С позиции новой методологии мы в таком случае всякий раз имеем дело со смещением точки обзора — этот феномен уже был нами рассмотрен в предыдущих публикациях, здесь же для пущей ясности мы уподобим его первичному познающему центру, то есть той первичной единице нас, которая самым непосредственным образом осуществляет процесс познания нами. Точка обзора определяет, таким образом, самого познающего, возможности его познания, она определяет то, каким образом он преломляет познаваемое в собственных гносеологических структурах и проч., и проч.
Если точка обзора находится в нас, то наше познание максимально достоверно, пусть хотя бы лишь для нас самих (ведь это мы сами познаем), поскольку невозможно себе даже представить более достоверного познания! Но кому как не психологам знать, насколько человеку свойственно смещать свою точку обзора и верить в то, что он знает, что другой человек чувствует, думает и т. п. А как человек любит давать советы! Советы — это то же самое смещение собственной точки обзора. Но что такое смещение точки обзора? Механизм, порождающий допущения, и только. Чтобы убедиться в этом, спросите себя: «Куда возможно сместить свою точку обзора?» — после чего станет понятно, что, сместившись, она становится ничем, так что сместить ее можно лишь в никуда. Вот вам и идеалы. Одними из самых сложных в психотерапевтическом смысле являются пациенты с ипохондрическими чертами —иногда создается впечатление, что их точка обзора утеряна безвозвратно. Смещена же она у таких пациентов, как правило, в гипотетическую болезнь.

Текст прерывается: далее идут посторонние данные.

PR #3220, opened 2026-04-23
DrivAerML: Mixup regularization for smoother learned manifolds

tcapelle:
## Hypothesis

Mixup regularization (Zhang et al., 2018 — https://arxiv.org/abs/1710.09412) creates virtual training examples by linearly interpolating between pairs of training samples and their labels:

```
x_mixed = λ * x1 + (1-λ) * x2
y_mixed = λ * y1 + (1-λ) * y2
λ ~ Beta(alpha, alpha)
```

For DrivAerML, raw-input Mixup is infeasible because different car geometries have incompatible mesh structures. Instead, apply **latent-space Mixup**: mix after the GNN encoder but before the decoder, interpolating in the learned feature space where all representations have the same dimensionality.

**Why this might help:** Our model currently sees each car as an independent sample. Mixup forces the model to learn smooth interpolations between car geometries — regularizing the latent manifold and discouraging memorization. This should improve generalization to unseen aerodynamic shapes, directly targeting the DrivAerML OOD validation split.

**Why now:** The current best (3.833%) uses EMA + grad-clip but hasn't explored input regularization. Mixup is a low-complexity change (no extra parameters) that has shown consistent gains in other geometric/structured prediction tasks. With batch_size=1, pairs come from consecutive steps (buffer previous batch, mix with current).

## Instructions

**Implementation note (batch_size=1):** With batch_size=1, there are no in-batch pairs. Maintain a running buffer of the previous batch's latent features and targets. On each step, sample λ ~ Beta(alpha, alpha) and mix current latent with buffered latent, current targets with buffered targets. Skip mixing on the first step (buffer is empty). Apply mixing after the encoder, before the decoder.

**Smoke test first:** Before running full trials, run a 3-epoch smoke test to confirm mixing logic is correct and loss doesn't diverge:
```bash
  --model-heads 8 --epochs 3 --batch-size 1 \
  --mixup-alpha 0.2 --wandb_group dm-mixup
```
Confirm loss decreases normally over 3 epochs before proceeding.

---

**Trial 1 — Light Mixup (alpha=0.2):**

alpha=0.2 produces λ concentrated near 0 and 1, meaning most samples are nearly unmodified with occasional gentle blending. This is the standard Mixup setting for vision tasks.

```bash
  --mixup-alpha 0.2 --wandb_group dm-mixup
```

**Trial 2 — Aggressive Mixup (alpha=1.0):**

alpha=1.0 gives Uniform(0,1) for λ — every sample is a full 50/50 blend. More aggressive regularization; forces the model to interpolate across the full latent manifold.

```bash
  --mixup-alpha 1.0 --wandb_group dm-mixup
```

Run both trials. Report val_primary/surface_rel_l2_pct at best validation checkpoint for each. If Trial 1 wins, note whether alpha=0.4–0.6 might be worth a follow-up. If Trial 2 wins, we may push alpha higher.

## Baseline

Current best metrics (DrivAerML Innovation Track):
- **val_primary/surface_rel_l2_pct: 3.833%** (epoch 511)
- test/surface_rel_l2_pct: 4.685%
- External target: <3.71% (AB-UPT)
- Baseline W&B run: `ncl1dh88` (PR #3072 — eren, EMA=0.9995 + gc=0.5, 4L/512d/8H)
- Reproduce command:
  ```bash
  ```

### DIFF
--- a/target/icml2026/train.py
+++ b/target/icml2026/train.py
@@ -167,6 +167,7 @@ class TrainConfig:
     grad_clip: float = 0.0
     grad_accum_steps: int = 1
     volume_loss_weight: float = 1.0
+    mixup_alpha: float = 0.0
     save_checkpoint: bool = False
     seed: int = 0
 
@@ -1254,6 +1255,39 @@ def evaluate_abupt(
     return {"surface_mae": total_surface / max(count_surface, 1), "volume_mae": total_volume / max(count_volume, 1)}
 
 
+def _unwrap_model(model: torch.nn.Module) -> torch.nn.Module:
+    return model._orig_mod if hasattr(model, "_orig_mod") else model
+
+
+def decode_from_hidden(
+    model: torch.nn.Module,
+    hidden: torch.Tensor,
+    surface_tokens: int,
+    surface_x: torch.Tensor | None,
+    surface_mask: torch.Tensor,
+) -> dict[str, torch.Tensor | None]:
+    raw = _unwrap_model(model)
+    raw_output = raw.out(raw.norm(hidden))
+    surface_preds = raw_output[:, :surface_tokens, : raw.surface_output_dim]
+    volume_preds = None
+    if raw.volume_output_dim > 0 and hidden.shape[1] > surface_tokens:
+        vt = hidden.shape[1] - surface_tokens
+        s = raw.surface_output_dim
+        volume_preds = raw_output[:, surface_tokens : surface_tokens + vt, s : s + raw.volume_output_dim]
+    if hasattr(raw, "_apply_pressure_prior_addition"):
+        surface_preds = raw._apply_pressure_prior_addition(
+            surface_preds, surface_x, getattr(raw, "surface_pressure_prior_idx", None)
+        )
+    if getattr(raw, "surface_head", None) is not None and surface_preds is not None:
+        surface_preds = surface_preds + raw.surface_head(hidden[:, :surface_tokens], surface_preds)
+    if surface_preds is not None:
+        surface_preds = surface_preds * surface_mask.unsqueeze(-1)
+    if volume_preds is not None and surface_mask is not None:
+        vol_mask = torch.ones(volume_preds.shape[:2], dtype=torch.bool, device=volume_preds.device)
+        volume_preds = volume_preds * vol_mask.unsqueeze(-1)
+    return {"surface_preds": surface_preds, "volume_preds": volume_preds}
+
+
 def train_one_epoch(
     model: torch.nn.Module,
     anp_head: ANPSurfaceDecoder | None,
@@ -1271,11 +1305,14 @@ def train_one_epoch(
     grad_clip: float = 0.0,
     grad_accum_steps: int = 1,
     volume_loss_weight: float = 1.0,
+    mixup_alpha: float = 0.0,
 ) -> dict[str, float]:
     model.train()
     if anp_head is not None:
         anp_head.train()
     running = {"loss": 0.0}
+    mixup_buffer: dict[str, torch.Tensor] | None = None
+    beta_dist = torch.distributions.Beta(mixup_alpha, mixup_alpha) if mixup_alpha > 0 else None
     steps = 0
     micro_batches_total = 0
     batches = loader if max_batches <= 0 else itertools.islice(loader, max_batches)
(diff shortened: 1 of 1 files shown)


tcapelle:
STUDENT nobara:

## Results

### Summary

Latent-space Mixup regularization was implemented with a buffer-based approach for batch_size=1. Two trials were run in parallel:

| Trial | α | Best Epoch | Best `val_primary/surface_rel_l2_pct` | Final Epoch (stopped) | Status |
|-------|---|------------|---------------------------------------|----------------------|--------|
| Trial 1 (light) | 0.2 | 221 | **8.030%** | 242 | Diverged at ~ep235 |
| Trial 2 (aggressive) | 1.0 | 232 | **7.096%** | 248 | Diverged at ~ep235 |
| Baseline (no Mixup) | — | 511 | **3.833%** | 511 | Converged |

**Neither trial beats the baseline.** Both are 2-3x worse than the 3.833% baseline, and both diverged catastrophically around epoch 235 (raw val spiked to 29-56%). Trials were stopped after confirming no recovery.

### Convergence Trajectory

- Epochs 0–90: Trial 1 (α=0.2) led initially, with Trial 2 catching up
- Epoch ~94: Trial 2 overtook Trial 1 — aggressive Mixup benefited from longer training
- Epochs 100–210: Both improved steadily, with Trial 2 maintaining a ~1-1.7% lead
- Epoch ~209: Trial 2 hit best EMA at 7.10%, then entered a long plateau (19 epochs)
- Epoch ~235: Both trials diverged catastrophically — raw val spiked 3-7x above best
- Trials were killed at epochs 242/248 after confirming divergence was not recovering

### Key Observations

1. **Trial 2 (α=1.0) won** over Trial 1 (α=0.2) — aggressive Mixup provided stronger regularization that paid off during mid-training
2. **Training instability**: Both trials diverged around the same time (~ep235), suggesting the Mixup buffer mechanism may introduce instability over long training. The buffer stores the *previous* batch's hidden states, which are from a different model checkpoint, creating a distributional mismatch that grows as training progresses.
3. **Mixup loss is fundamentally different**: The Mixup loss trains on interpolated hidden states and targets, which means the model never directly optimizes for the actual validation metric. This explains the persistent gap vs baseline.
4. **Lambda mean ~0.50**: As expected for both α=0.2 and α=1.0, the mean lambda was ~0.5 (α=1.0 samples uniformly, α=0.2 concentrates near 0 and 1 but averages ~0.5).

### What Happened

Mixup did not help — it significantly hurt convergence. The core issues:
- **Buffer staleness**: With batch_size=1, the buffer contains hidden states from the *previous* model checkpoint, creating a distributional mismatch that compounds over time
- **Latent space geometry**: Unlike image CNNs where latent spaces are relatively smooth, the Transolver's slice-attention hidden states may not interpolate meaningfully between different geometries (different car shapes)
- **Loss signal degradation**: Training on mixed hidden/target pairs provides a weaker learning signal than training on actual samples, slowing convergence significantly
- **Late-stage divergence**: The compounding buffer staleness eventually destabilized training for both trials

### Commands Used

```bash
# Trial 1 (α=0.2, GPU 0)
CUDA_VISIBLE_DEVICES=0 python train.py --dataset drivaerml --optimizer adamw --lr 5e-4 --cosine-t-max 30 --grad-clip 0.5 --enable-fourier --model-layers 4 --model-hidden-dim 512 --model-heads 8 --epochs 999 --batch-size 1 --drivaerml-train-surface-points 50000 --drivaerml-eval-surface-points 50000 --max-train-batches 394 --max-eval-batches 200 --ema-decay 0.9995 --mixup-alpha 0.2 --agent nobara --wandb-name "nobara/dm-mixup-alpha0.2" --wandb-group "dm-mixup"

# Trial 2 (α=1.0, GPU 1)
CUDA_VISIBLE_DEVICES=1 python train.py --dataset drivaerml --optimizer adamw --lr 5e-4 --cosine-t-max 30 --grad-clip 0.5 --enable-fourier --model-layers 4 --model-hidden-dim 512 --model-heads 8 --epochs 999 --batch-size 1 --drivaerml-train-surface-points 50000 --drivaerml-eval-surface-points 50000 --max-train-batches 394 --max-eval-batches 200 --ema-decay 0.9995 --mixup-alpha 1.0 --agent nobara --wandb-name "nobara/dm-mixup-alpha1.0" --wandb-group "dm-mixup"
```

### W&B Run IDs
- Trial 1 (α=0.2): `m39js3jn`
- Trial 2 (α=1.0): `0h81e7tw`

### Suggested Follow-ups

1. **Input-space Mixup instead**: Mix the raw surface_x inputs and targets before the encoder rather than in latent space. This avoids the buffer staleness problem entirely.
2. **Fresher buffer with replay**: Instead of using the immediately previous batch, maintain a small replay buffer of recent hidden states (e.g., last 5-10) and sample from it — this would reduce distributional mismatch.
3. **Gradient-stop Mixup**: Detach the mixed hidden path entirely and use it as an auxiliary loss alongside the normal loss, rather than replacing it. e.g., `loss = normal_loss + 0.1 * mixup_loss`.
4. **No follow-up on α=0.4–0.6**: Given that both α values diverged at similar epochs and the mechanism itself appears flawed for this architecture, testing intermediate α values is unlikely to help.

tcapelle:
ADVISOR: Closing PR #3220 because ADVISOR: Closing — both trials crashed, 85-109% worse than baseline at best (8.03%/7.10% vs 3.833%). Buffer-based latent Mixup is fundamentally incompatible: (1) buffer staleness compounds as model evolves, mixing current latents with stale-checkpoint latents creates incoherent targets, (2) Transolver's slice-attention learns geometry-specific decompositions that don't form a smooth interpolable manifold between cars. Both crashed catastrophically (~ep235). Excellent analysis, nobara — buffer staleness explanation is correct. Mixup added to DM dead ends..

Ситуация поэтому здесь вдвойне сложная, поскольку мало того, что само смещение точки обзора начинает с умопомрачительной интенсивностью производить на свет идеалы («неблагоприятные прогнозы», «неэффективность лечения», «неквалифицированность врачей»), но и смещена она не куда-нибудь, а тоже в идеал (ведь «болезнь», которую выдумывает себе ипохондрик, тот же самый идеал)!
Ну и теперь следует сказать о главном.
Эйдос — это тонкое динамичное отношение процессов реальности, с одной стороны, и нашей познавательной способности, нашего познающего центра — с другой. Эйдос — живое отношение этих процессов: реальность постоянно убегает, словно отталкиваясь от нас, а мы словно постоянно нагоняем ее, но не успеваем дотронуться до беглянки, соединиться с ней, и она вновь оказывается уже на значительном удалении от нас. Если это отдаление оказывается критическим и возможность догнать ее с катастрофической скоростью уменьшается, то наше мышление в мгновение ока создает муляж этой реальности — идеал, пустую идею, «свято место пусто не бывает». Неосознанно мы очень боимся, что реальность покинет нас, мы не можем без нее, а разницы в том, истинна ли она (эта реальность) или иллюзорна, для сознания, как это ни парадоксально, нет! Идеал, таким образом, описывается некой экспоненциальной кривой, точнее, постдиссоционные процессы круто расходятся в разные стороны по соответствующим экспоненциальным кривым, не оставляя ни малейшего шанса на последующее воссоединение.
Когда мы говорим об эйдосе и реальности (о том, что есть), правомерно использовать понятие «тождества». Но тут необходимо правильное понимание: тождество есть только тогда, когда есть хотя бы малое отличие между вещами, которые мы признаем тождественными. И такова сущность эйдоса, поскольку мы сами отличаем его от вещи, которую он отражает. Но его отличие от идеала (свободной идеи) как раз в том, что он постоянно стремится к своему основанию, отрывается от него и вновь стремится, в этом его живость и естественность его бытия.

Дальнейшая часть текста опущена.